Read and write data from Snowflake


IOMETE provides a Snowflake connector to support reading and writing data from Snowflake.

info

The connector is already included in the IOMETE distribution package. No additional installation is required.

Query a Snowflake table in IOMETE

You can configure a connection to Snowflake and then query data:

-- Create a new table in Spark linked to a Snowflake table
CREATE TABLE snowflake_table
USING snowflake
OPTIONS (
dbtable '<table-name>', -- Name of the table in Snowflake
sfUrl '<snowflake-account-url>', -- Snowflake account URL
sfUser '<username>', -- Username for Snowflake account
sfPassword '<password>', -- Password for the username
sfDatabase '<database-name>', -- Database name in Snowflake
sfSchema '<schema-name>', -- Schema name within the database
sfWarehouse '<warehouse-name>' -- Virtual warehouse for data processing
);

-- Query the table
SELECT * FROM snowflake_table LIMIT 100;

The CREATE TABLE statement with the Snowflake Spark Connector is used to define a new table in Spark that is backed by a table in Snowflake. Below is an explanation of each parameter in the OPTIONS clause:

Parameters

dbtable '<table-name>'

  • Description: Specifies the name of the table in Snowflake that you want to connect to.
  • Example: If your Snowflake table is named employees, you would set dbtable 'employees'.

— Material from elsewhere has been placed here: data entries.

PR #43, opened 2019-02-26
Added 'player_salaries.py' to collect player salary data from Spotrac

TAThor:
Module collects player salaries from Spotrac.

P.S. I had previously opened a pull request for this same feature, but had accidentally branched it from 'team_batting_ref' rather than 'master'. I went ahead and fixed that.

### DIFF
--- a/docs/player_salaries.md
+++ b/docs/player_salaries.md
@@ -1,0 +1,79 @@
+# Player Salaries from Spotrac
+
+Note: Salary Data on Spotrac is only available beginning in 2011.
+
+`salaries_by_all(start_season, end_season=None, to_float=False)`
+
+PROBLEM: requests to receive all player salaries only returns the top 100 salaries, and doesn't have pages to iterate through. Not sure how to workaround yet.
+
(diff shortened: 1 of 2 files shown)


jldbc:
Can you provide some detail on how this data differs from the salary data in the Lahman database? I'm not too familiar with Spotrac salary data

TAThor:
> 
> 
> Can you provide some detail on how this data differs from the salary data in the Lahman database? I'm not too familiar with Spotrac salary data

I'm not very familiar with the Lahman database, but having just downloaded it there appears to be some differences:

1. The current Lahman Database (downloaded from [here](http://www.seanlahman.com/baseball-archive/statistics/)] only has salary data up to 2016. Spotrac data is available through 2024 for contracts that extend into that season.

2. The Lahman Database has salary data going back to 1985 while Spotrac only goes back to 2011.

3. The Lahman Database contains columns for team and league, where 'player_salaries' currently does not. This can be fixed in a somewhat hacky way. I'll look into doing this soon.

schorrm:
Can you please add this PR to my fork?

sfUrl '<snowflake-account-url>'

  • Description: The URL of the Snowflake account you are connecting to.
  • Example: <account_identifier>.<region_id>.<cloud_provider>.snowflakecomputing.com (e.g. xy12345.us-east-1.aws.snowflakecomputing.com).

sfUser '<username>'

  • Description: The username used to authenticate with Snowflake.
  • Example: If your Snowflake username is john_doe, you would set sfUser 'john_doe'.

sfPassword '<password>'

  • Description: The password corresponding to the username, used for authentication.
  • Example: If your password is myPassword123, you would set sfPassword 'myPassword123'.

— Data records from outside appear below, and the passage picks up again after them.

PR #35, opened 2018-10-31
Added the ability to search on a list of players in playerid_lookup. …

timandrews335:
I added the ability to supply a list of strings to search for in playerid_lookup as noted in TODO.  I also adjusted the documentation to provide an example.

PR #49, opened 2019-03-21
Added 'batch_playerid_lookup' to 'playerid_lookup.py' to allow playerid lookups for multiple players.

TAThor:
While doing analysis on multiple players I realized a new lookup table had to be generated for each player, and this could take a significant amount of time. So, I added this functionality.

I noticed that this was in the TODO's listed atop 'playerid_lookup.py', so it resolves that.


timandrews335:
You had the same ideas as me.  I'm waiting for my similar pull request to be merged (#35)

sfDatabase '<database-name>'

  • Description: The name of the Snowflake database you want to use.
  • Example: If you are using a database named hr_db, you would set sfDatabase 'hr_db'.

sfSchema '<schema-name>'

  • Description: The name of the schema within the Snowflake database.
  • Example: If you are using a schema named public, you would set sfSchema 'public'.

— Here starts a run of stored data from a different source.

Issue #58, opened 2019-06-23
Question - Statcast pitcher spin rate


joshhejka:
When using statcast_pitcher, there is a column "spin_rate_deprecated". There is also "spin_dir", "break_angle_deprecated", and "break_length_deprecated", all of which appear to be "NaN" for 2019 stats at the very least. Is there any way to access spin rate/spin direction/etc. for 2019 since these columns are now deprecated?

tpoatsy3:
In short, no, there is no way to access the old data. In fact, I can't even get the data from 2018 or earlier. However, I did find a paper from Professor Nathan from the University of Illinois on how to calculate the spin axis from other statcast data. I'm going to add a function that calculates the spin axis and magnitude to compensate for their deprecation. Could you post whatever old data you might have so that I can be sure that the values I end up with are similar to what you might have (orientation and units are my biggest concerns).

jldbc:
The oldest data I have (in terms of time collected) is from Dec 2017, and these were all null by that point in time. I think your best bets here are either to find an old pitchfx csv in someone else's repo, or to see if Prof Nathan has any reproducible examples you can use to verify that your approach is working

tpoatsy3:
Thanks! In the meantime, I created a `statcast_pitcher_spin` function that shows the user how much break on each pitch is due to spin and two angles of the spin axis. These seemed to be the most interested calculations. They're all defined in the documentation I wrote up for the function. I'm creating a pull request for my contribution now.

schorrm:
Closed by #64

PR #64, opened 2019-08-30
Statcast pitcher spin rate fix

tpoatsy3:
This merge adds the `statcast_pitcher_spin` function to the library. The new function piggy-backs on the existing `statcast_pitcher` function, but adds calculations of the pitch's movement as a result of its spin and two angles measuring the spin's axis of rotation. The physics and formulae that I used are based on the work of Prof. Alan Nathan of the University of Illinois.

I used the test driven development method, so I also included my test scripts and data. This will validate the calculations and could provide a home for scripts that test other parts of the library.

Lastly, I included documentation for the function that mirrors the rest of the package's docs. The examples have a bias towards pitchers from the Chicago Cubs, but everything else should be in order.


tpoatsy3:
@jldbc I wanted to follow up on this to see if there are any changes that you think should be made before it's merged into pybaseball

tpoatsy3:
@jldbc Just circling back on this. This pull should close issue #58. Let me know if you think other changes should be made or if you have any concerns with the code that are preventing making the pull.

schorrm:
@tpoatsy3 This is really good -- can you please make this PR to my fork? We're trying to get this going again

schorrm:
Okay, I'm trying to merge the PR, but I can't get the unit testing to work here.
Also, I don't *love* the setup where it goes through a module indirection

schorrm:
@tpoatsy3 -- can you please drop the gitignore from this, merge up to date?
and can you take a look at the __init__ thing? Can we get this a different way?

schorrm:
Also, in terms of structure, I think this might be better as a boolean flag in the function calls for statcast. And possibly even on by default.

schorrm:
@tpoatsy3, you still there?

schorrm:
@bdilday can you take a look at this? @TheCleric started working on fixing the unit tests and there are discrepancies here apparently

TheCleric:
@bdilday I checked my fixes on a branch on my copy of the repo:

https://github.com/TheCleric/pybaseball/tree/statcast-fix

The main issue is the integration test. It seems like the numbers in the example CSV and the ones being generated are a few hundredths off. Not sure if it's an algorithm issue, or that the CSV just needs to be updated.

bdilday:
I did some digging on this. I was able to find the spreadsheet that the algorithm is based on here, http://baseball.physics.illinois.edu/trackman/MovementSpinEfficiencyTemplate.xlsx

I can say that the algorithm implemented in this PR is definitely consistent with Alan Nathan's excel-based computations. The example data for [this test](https://github.com/jldbc/pybaseball/pull/64/files#diff-0b58f37bc0505464d8be1c5cbeb93748d5277526c1def63172b099942c3f3420R48) is actually from the spreadsheet, so we've effectively got a test for consistency, not only for the final result but for each individual component. 

On the other hand if I take the the data from the `live_Darvish_July` [data ](https://github.com/jldbc/pybaseball/pull/64/files#diff-da94b2280934026f8909b34248712ec896145ae1e8de077315a40edd641245c1) included in this PR, and put it into the spreadsheet, the answer is identical to @tpoatsy3 code and is not identical to the values in the csv file itself. i.e., the csv file appears to be wrong (if we assume Alan Nathan's calculations to be correct). 

it's hard to know why these aren;t consistent - presumably this test passed at some point? so that would suggest the data being returned by mlbam has changed. we also don't know where the Darvish data came from (@tpoatsy3 ?) or if we should expect it to match Alan Nathan's spreadsheet.  

overall, we don't need to block on the test of the Darvish data passing. It may be worth doing the pull from mlbam (`df = spin.statcast_pitcher_spin(start_dt='2019-07-01', end_dt='2019-07-31', player_id=506433)` , computing the spin stuff, saving that file, and testing against that going forward. This would allow for a regression test based on changing mlbam data.

TheCleric:
Thanks @bdilday ! I'll update the CSV file then with the current data and we'll go from there.

pybaseball/statcast_pitcher_spin.py
```diff
@@ -0,0 +1,140 @@
...
+
+K = .005153 #Environmental Constant
+SIG_DIG = 4
+
+def statcast_pitcher_spin(start_dt=None, end_dt=None, player_id=None):
+	pitcher_data = statcast_pitcher(start_dt, end_dt, player_id)
+
+	spin_df = pitcher_data[['release_extension', 'vx0', 'vy0', 'vz0', 'ax', 'ay', 'az', 'release_spin_rate']].copy()
+
+	spin_df = find_release_point(spin_df)
```
bdilday, line 13: I think it'd be helpful if these calculations were in a separate function, so they'd be easier to test

something like, 

```
spin_df = find_intermediate_values(spin_df)
pitcher_data[['Mx', 'Mz', 'phi', 'theta']] = spin_df[['Mx', 'Mz', 'phi', 'theta']].copy()
return pitcher_data

def find_intermediate_values(spin_df):
    spin_df = find_release_point(spin_df)
    spin_df = find_release_time(spin_df)
    .
    .
    return spin_df
```

pybaseball/statcast_pitcher_spin.py
```diff
@@ -0,0 +1,140 @@
+from pybaseball import statcast_pitcher
+import pandas as pd
+import numpy as np
+
+K = .005153 #Environmental Constant
```
bdilday, line 5: would it be useful to compute this instead of hard-coding it? i.e. assume 70 F sea-level as a default but let a user specify something different in the call to `statcast_pitcher_spin`?

pybaseball/statcast_pitcher_spin.py
```diff
@@ -0,0 +1,140 @@
...
+SIG_DIG = 4
```
bdilday, line 6: is rounding really necessary? if so maybe the result should be rounded only in the last step?

pybaseball/statcast_pitcher_spin.py
```diff
@@ -0,0 +1,140 @@
...
+# def get_statcast_pither_test_data():
+# 	df = pd.read_csv("tests/statcast_pitching_test_data.csv")
+# 	return df
+
+def find_release_point(df):
+	df['yR'] = (60.5 - df['release_extension']).round(SIG_DIG)
+	return df
+
+def find_release_time(df):
+	df['tR'] = time_duration(df['yR'], df['vy0'], df['ay'], 50, False).round(SIG_DIG)
```
bdilday, line 42: should 50 be variable at top of the file?

pybaseball/statcast_pitcher_spin.py
```diff
@@ -0,0 +1,140 @@
...
+		360 + np.arctan2(df['amagz'], df['amagx'])*180/np.pi)+90
+	df['phi'] = df['phi'].round(0).astype('int64')
+	return df
+
+def find_lift_coefficient(df):
+	df['Cl'] = (df['amag']/(K*df['vbar']**2)).round(SIG_DIG)
+	return df
+
+def find_spin_factor(df):
+	df['S'] = (0.4*df['Cl']/(1-2.32*df['Cl'])).round(SIG_DIG)
```
bdilday, line 100: a doc string with a reference to where this formula came from would be helpful

pybaseball/statcast_pitcher_spin.py
TheCleric: As well, wouldn't this be park dependent? I.e., I'm assuming Tropicana Field (sea-level) vs Coors Field (a mile up) would possibly be different.

TheCleric:
@schorrm I've updated my branch with @bdilday's suggestions and all tests pass now. Since the original submitted seems to have disappeared, we can work off that branch if you'd like.

bdilday:
I don't see this feature as being urgent, maybe we could send him on email to let me know we want to merge this and give him the opportunity to finish this off? It's available on linked in profile, https://github.com/tpoatsy3

tpoatsy3:
I didn't see all of this activity on this thread. I'll review your comments this week and make some changes. Thanks for the interest in adding this.

pybaseball/statcast_pitcher_spin.py
tpoatsy3: It's great that you brought this up because I was hoping on replacing K with a calculation later. The reason I didnt in the original PR was to manage scope and keep the test data could be consistent.

pybaseball/statcast_pitcher_spin.py
tpoatsy3: I had also thought that rounding at each step was superfluous, but I compared my testing data to the excel sheet that I was doing the calculations for and there were marginal errors that compounded as I went further in the calculations and amounted to non-insignificant differences in the output.

If we can verify the accuracy of the functions I built, then we can absolutely remove rounding at every step

pybaseball/statcast_pitcher_spin.py
tpoatsy3: yeah, that's a good call, I'll make that change too

pybaseball/statcast_pitcher_spin.py
schorrm: I would make a suggestion that we leave out the rounding at each step perhaps for now and then ask Alan Nathan nicely on Twitter if he can check if the math is accurate?

schorrm:
Also @tpoatsy3 -- take a look at @TheCleric's work on the testing for this -- it may be of use

pybaseball/statcast_pitcher_spin.py
bdilday: I think that;s unnecessary. I confirmed that this code agrees with Alan Nathan's spreadsheet, not just the end result but each individual cell.

schorrm:
Hey, @tpoatsy3  -- any progress?

schorrm:
@tpoatsy3 -- anything new doing on this?

schorrm:
Anyone? Anyone? Bueller?

tpoatsy3:
@schorrm I'm making these edits now. I'll get something pushed later and hopefully we can resolve this.

pybaseball/statcast_pitcher_spin.py
tpoatsy3: Both of these numbers are actually explained in the README tab of Prof. Nathan's excel workbook. Y Velocity is captured at Y=50 and the final data points are taken at y=17/12. These numbers will be defined at the top of the file as such.

tpoatsy3:
Just as a heads up, Prof Nathan changed the function for `S`. The latest push includes that change.

schorrm:
@tpoatsy3 -- can you please drop the .gitignore from your PR to resolve that conflict?

pybaseball/statcast_pitcher_spin.py
schorrm: Bumping this again -- @bdilday -- should we round intermediate steps or only at the end in the final formatted df?

pybaseball/statcast_pitcher_spin.py
```diff
@@ -1,140 +1,200 @@
...
-	df['vxbar'] = (2*df['vxR'] + df['ax']*df['tf'])/2
-	df['vybar'] = (2*df['vyR'] + df['ay']*df['tf'])/2
-	df['vzbar'] = (2*df['vzR'] + df['az']*df['tf'])/2
+    df['vxbar'] = (2*df['vxR'] + df['ax']*df['tf'])/2
+    df['vybar'] = (2*df['vyR'] + df['ay']*df['tf'])/2
+    df['vzbar'] = (2*df['vzR'] + df['az']*df['tf'])/2
+
+    df['vxbar'] = df['vxbar'].round(4)
+    df['vybar'] = df['vybar'].round(4)
+    df['vzbar'] = df['vzbar'].round(4)
```
schorrm, line 102: I'm not sure that we want to be rounding, but if we are, this should be `SIG_DIG`

pybaseball/statcast_pitcher_spin.py
```diff
@@ -0,0 +1,200 @@
...
+    return df
+
+
+def find_average_velocity(df):
+    df['vbar'] = three_comp_average(df['vxbar'], df['vybar'], df['vzbar']).round(SIG_DIG)
+    return df
+
+
+def find_average_drag(df):
+    df['adrag'] = (-(df['ax']*df['vxbar'] + df['ay']*df['vybar'] + (df['az'] + 32.174)*df['vzbar'])/ df['vbar']).round(SIG_DIG)
```
schorrm, line 112: should be `GRAVITATIONAL_ACCELERATION`, no?

pybaseball/statcast_pitcher_spin.py
```diff
@@ -0,0 +1,200 @@
...
+    return df
+
+
+def find_lift_coefficient(df):
+    df['Cl'] = (df['amag']/(K*df['vbar']**2)).round(SIG_DIG)
+    return df
+
+
+def find_spin_factor(df):
+    df['S'] = (0.166*np.log(0.336/(0.336-df['Cl']))).round(SIG_DIG)
```
schorrm, line 150: Can we comment / explain this line here?

pybaseball/statcast_pitcher_spin.py
```diff
@@ -0,0 +1,200 @@
...
+    return df
+
+
+# HELPERS
+def special_round(series, digit):
+    series = series * 10**digit
+    series = np.where(series >= 0, series + .5, series - .5)
+    series = series.astype('int64').astype('float64')
+    series = series / 10**digit
+    return series
```
schorrm, line 180: Can this get a comment / explanation?

pybaseball/statcast_pitcher_spin.py
```diff
@@ -0,0 +1,200 @@
...
+
+
+def time_duration(s, v, acc, adj, forward):
+    """
+        Finds flight time given an original position, velocity, accelaration, and target position.
+
+        Direction does not affect the time duration. It helps assign a positive or negative
+        value to the flight time.
+
+        s = (pd.Series) spacial point at known time
```
schorrm, line 190: *spatial

pybaseball/statcast_pitcher_spin.py
schorrm: OK yeah then nerf the roundign

schorrm:
Looks good -- can we nerf the rounding?

tpoatsy3:
yeah, I'll make a last commit removing it and we can call it closed. (FYI, getting rid of the rounding might cause some unit test failures)

schorrm:
Can you re-run the thingy and just update the tests accordingly?

tests/test_statcast_pitching_spin.py
```diff
@@ -0,0 +1,126 @@
...
+			equal
+		"""
+
+		comp_df = pd.DataFrame()
+		comp_df['left'] = df1[name].round(SIG_DIG)
+		comp_df['right'] = df2[name].round(SIG_DIG)
+		comp_df['diff'] = comp_df['left'] - comp_df['right']
+		comp_df['diff'] = comp_df['diff'].abs().round(SIG_DIG)
+		# print(comp_df.query('diff > 0.0000'))
+		return comp_df.query('diff > .0001').empty
```
TheCleric, line 33: It would probably be simpler to use pandas `assert_frame_equal` with the `check_exact` and `atol` parameters:

https://pandas.pydata.org/pandas-docs/stable/reference/api/pandas.testing.assert_frame_equal.html

tests/test_statcast_pitching_spin.py
```diff
@@ -0,0 +1,126 @@
...
+
+SIG_DIG = 4 # Required because of read_csv bug in pandas
+
+rounding_error_columns = ['vxR', 'vyR', 'vxbar', 'vybar', 'vbar']
+
+class TestStatcastPitchingSpinCalcs(unittest.TestCase):
+
+	# Helper Methods
+	def compare_columns(self, df1, df2, name):
+		return df1[name].equals(df2[name])
```
TheCleric, line 15: Probably safer to use `assert_series_equal` here (though I do not have a lot of experience with it):

https://pandas.pydata.org/pandas-docs/stable/reference/api/pandas.testing.assert_series_equal.html

tests/test_statcast_pitching_spin.py
```diff
@@ -0,0 +1,126 @@
...
+			'find_theta': ['theta'],
+		}
+
+		for method, columns in test_dict.items():
+			func = getattr(spin, method)
+			test_frame = func(test_frame)
+
+
+			for column in columns:
+				logging.info("Begin testing on {}".format(column))
```
TheCleric, line 73: f strings are preferred over `format` strings.

tests/test_statcast_pitching_spin.py
```diff
@@ -0,0 +1,126 @@
...
+						self.assertTrue(self.compare_almost_equal(test_frame, target_frame, column))
+
+					else:
+						self.assertTrue(self.compare_columns(test_frame, target_frame, column))
+
+					logging.info("{} passed".format(column))
+
+
+				except Exception:
+					logging.exception("Tests on {} have failed".format(column))
```
TheCleric, line 87: f strings are preferred over `format` strings.

tests/test_statcast_pitching_spin.py
```diff
@@ -0,0 +1,126 @@
...
+
+				try:
+					if column in rounding_error_columns:
+					# Almost equal assertion is necessary for small differences that arise after consecutive calculations
+						self.assertTrue(self.compare_almost_equal(test_frame, target_frame, column))
+
+					else:
+						self.assertTrue(self.compare_columns(test_frame, target_frame, column))
+
+					logging.info("{} passed".format(column))
```
TheCleric, line 83: f strings are preferred over `format` strings.

tests/test_statcast_pitching_spin.py
```diff
@@ -0,0 +1,126 @@
...
+			'find_magnus_magnitude': ['Mx', 'Mz'],
+			'find_phi': ['phi'],
+			'find_lift_coefficient': ['Cl'],
+			'find_spin_factor': ['S'],
+			'find_transverse_spin': ['spinT'],
+			'find_spin_efficiency': ['spin eff'],
+			'find_theta': ['theta'],
+		}
+
+		for method, columns in test_dict.items():
```
TheCleric, line 67: Instead of this I think it would be better to use `pytest.mark.parametrize` to feed these into a simpler function. See `tests/integration/pybaseball/analysis/projections/marcels/test_marcels_batting.py` for a simple example.

tests/test_statcast_pitching_spin.py
TheCleric: Also if this is moved to a `parametrize` style test you won't need the `try...except` block, which would be preferred in a test.

tests/test_statcast_pitching_spin.py
```diff
@@ -0,0 +1,126 @@
...
+
+			This example is of Yu Darvish(506433) from 2019-07-01 to 2019-07-31
+			Darvish has a wide variety of pitches, giving the most diverse set of test data
+
+		"""
+		# Import the rubric
+		template_data = pd.read_csv('tests/statcast_spin/live_Darvish_July2019_test.csv').round(SIG_DIG)
+
+		# Run the method in question
+		df = spin.statcast_pitcher_spin(start_dt='2019-07-01', end_dt='2019-07-31', player_id=506433)
```
TheCleric, line 107: If this is pulling real data (which it appears it is) then it should be somewhere in the `tests/integration` folder.

tests/test_statcast_pitching_spin.py
```diff
@@ -0,0 +1,126 @@
...
+
+		# Columns needed to be checked
+		target_columns = ['Mx', 'Mz', 'phi', 'theta']
+
+		for column in target_columns:
+			logging.info("Begin testing on {}".format(column))
+
+
+			if column in ['Mz']:
```
TheCleric, line 116: Why loop through 4 columns, and then ignore 3 of them?

tests/test_statcast_pitching_spin.py
```diff
@@ -0,0 +1,126 @@
...
+		template_data = pd.read_csv('tests/statcast_spin/live_Darvish_July2019_test.csv').round(SIG_DIG)
+
+		# Run the method in question
+		df = spin.statcast_pitcher_spin(start_dt='2019-07-01', end_dt='2019-07-31', player_id=506433)
+
+		# Columns needed to be checked
+		target_columns = ['Mx', 'Mz', 'phi', 'theta']
+
+		for column in target_columns:
+			logging.info("Begin testing on {}".format(column))
```
TheCleric, line 113: f strings are preferred over format strings.

tests/test_statcast_pitching_spin.py
```diff
@@ -0,0 +1,126 @@
...
+
+
+			if column in ['Mz']:
+			# Almost equal assertion is necessary for small differences that arise after consecutive calculations
+				self.assertTrue(self.compare_almost_equal(df, template_data, column))
+
+			else:
+				self.assertTrue(self.compare_columns(df, template_data, column))
+
+			logging.info("{} passed".format(df, template_data, column))
```
TheCleric, line 123: f strings are preferred over format strings.

tests/test_statcast_pitching_spin.py
TheCleric: Also if this is done that way, I would just eliminate this function and do the `assert_series_equal` directly in your tests.

TheCleric (changes requested):

TheCleric:
Now that the master branch's tests have been fixed, please merge that in here as well to clear up some of the broken tests. :)

tpoatsy3:
Thanks for the feedback. I'll start tying things together here.

tpoatsy3:
Just checking in, I rebased my branch on the master branch, but I'm still working on getting testing to pass

schorrm:
This doesn't seem like a unit testing bug -- is it possible that your reference data is out of date?

schorrm:
I'm guessing you need to regen because of solving the cumulative rounding issue

bdilday:
I think the csv file is just outdated, not related to rounding. I did some digging on this [here](https://github.com/jldbc/pybaseball/pull/64#issuecomment-710078795)

TheCleric:
As well I noticed that the structure of where the files are does not follow the current standard. I completely get why though as when you began this I don't even know if we had any/many unit tests! :)

If you could though, please put all unit tests in the `tests/pybaseball` directory mirroring the package structure (e.g. since `statcast_pitcher_spin.py` is in the project root, `test_statcast_pitcher_spin.py` would go in `tests/pybaseball/` directly). As well any unit test `.csv` files should go in `tests/pybaseball/data`.

Thanks and sorry to make this PR even longer. Just want to make sure we remain consistent. :)

tpoatsy3:
yup, thanks. I didnt mean to push my code that last time after I had rebased my branch on master. I'm in the process of re-writing some of the tests using the pandas' testing library and refreshing the data since some of the calculations changed. One area of difficulty is that, I'm running into problems getting tests to pass after the spin_factor calculation. I took a few days away from this, so I'll take another look with fresh eyes to see if I can find what's driving the tests to fail.

cro1100:
Hi, I'm interested in getting involved with this project.  I'm a relative
newbie to the world of data engineering, but I think I have a general sense
of what is available at this point.  What I don't understand is quite how
the code all fits together.  I've searched the documentation and haven't
been able to find something which can give me a more complete sense of what
I'm looking at.  Can someone contact me to get the ball (pun intended)
rolling?  I'm most curious about adding the vertical and horizontal
movement of pitchers' pitches.

Thanks!

Charles Ro

schorrm:
@tpoatsy3 -- can you see if regenerating like @bdilday suggested above fixes that -- I trust Ben's judgment here.

tpoatsy3:
I've tried regenerating the files with the new formulas, but once we take out the aggressive rounding, I cant get the first test to pass (`test_individual_calculations`). Specifically, it fails on `find_lift_coefficient`. I think it's being caused by the difference in how python and excel are treating the `K` value (which is a constant for air density). I was looking into this and apparently MS Excel has its own proprietary decimal rounding which departs from IEEE standards. Since all of the previous calculations work before, it must be how Excel is handling the decimal number compared to python.

Just to be clear, before I refreshed the data, I changed the `Cl` calculation in the excel data file from being updatable to being a static `0.005383' in the excel doc, which matches the K global variable that I have in the file. I let the excel doc reload and then saved that output as a csv. The numbers largely match and when I use the `check_less_precise=3` attribute with `pandas._testing.assert_frame_equal` function, I'm getting a difference of 6.47%. With check_less_precise=2, it's 0.04%.

Is there another way to test this data that's not circular without using excel? I'm open to ideas.

bdilday:
@tpoatsy3 could you push your changes?I think it'd be easiet to try to untangle this if we could see the most up-to-date code. Alos, can you clarify which excel file you're using, i.e. what's the link on Alan Nathan's website?

pybaseball/statcast_pitcher_spin.py
```diff
@@ -0,0 +1,216 @@
...
+
+Article: http://baseball.physics.illinois.edu/trackman/SpinAxis.pdf
+Excel Workbook: http://baseball.physics.illinois.edu/trackman/MovementSpinEfficiencyTemplate-v2.xlsx
+"""
+
+from pybaseball import statcast_pitcher
+import pandas as pd
+import numpy as np
+
+K = .005153  # Environmental Constant
```
bdilday, line 14: this looks like a typo. Should be 0.005383

bdilday:
I believe I've addressed the issues here, with this PR https://github.com/tpoatsy3/pybaseball/pull/2

* hardcodes K = 0.005383 in the excel file

* formats the excel file to avoid rounding in display

* exports a query for Yu Darvish data, using the current statcast values, which have diverged from the test file included in the original PR

tpoatsy3:
@bdilday Thank you so much for the help. I'm not sure how you fixed the excel rounding issue, but it's passing that unittest now.

@schorrm I re-wrote the testing file to use pytest and the utility functions in `tests/pybaseball/conftest.py`. All of the tests from `tests/pybaseball/test_statcast_pitching_spin.py` pass.

schorrm:
Will be going through as soon as the rest of the CI passes... can you pull back up to date?

schorrm:
@TheCleric ?

schorrm:
Upon discussing with @bdilday, I think we'll merge and fix the unrelated FG bugs later.

tpoatsy3:
Ok, sounds good. I'll do a final commit that's rebased on the current master commit (1b8bb70)

tpoatsy3:
I'm all set, feel free to merge whenever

sfWarehouse '<warehouse-name>'

  • Description: The name of the Snowflake virtual warehouse to use for the data processing tasks.
  • Example: If you are using a warehouse named my_warehouse, you would set sfWarehouse 'my_warehouse'.

Data frame API

Data frame readers and writers are also available:

Pyspark example:

snowflake_table = (spark.read
.format("snowflake")
.option("dbtable", table_name)
.option("sfUrl", database_host_url)
.option("sfUser", username)
.option("sfPassword", password)
.option("sfDatabase", database_name)
.option("sfSchema", schema_name)
.option("sfWarehouse", warehouse_name)
.load()
)

Scala example:

val snowflake_table = spark.read
.format("snowflake")
.option("dbtable", table_name)
.option("sfUrl", database_host_url)
.option("sfUser", username)
.option("sfPassword", password)
.option("sfDatabase", database_name)
.option("sfSchema", schema_name)
.option("sfWarehouse", warehouse_name)
.load()

Pyspark example writing data to Snowflake and read it back

import os

snowflake_user = os.getenv('SNOWFLAKE_USER')
snowflake_password = os.environ.get('SNOWFLAKE_PASSWORD')

options = {
"sfUrl": "<snowflake-url>",
"sfUser": snowflake_user,
"sfPassword": snowflake_password,
"sfDatabase": "<snowflake-database>",
"sfSchema": "<snowflake-schema>",
"sfWarehouse": "<snowflake-cluster>"
}

# Generate a simple dataset containing five values and write the dataset to Snowflake.
spark.range(5).write \
.format("snowflake") \
.options(**options) \
.option("dbtable", "table_name") \
.save()

# Read the data written by the previous cell back.
df = spark.read \
.format("snowflake") \
.options(options) \
.option("dbtable", "table_name") \
.load()

df.show()

See Snowflake Connector for Spark for more usage information.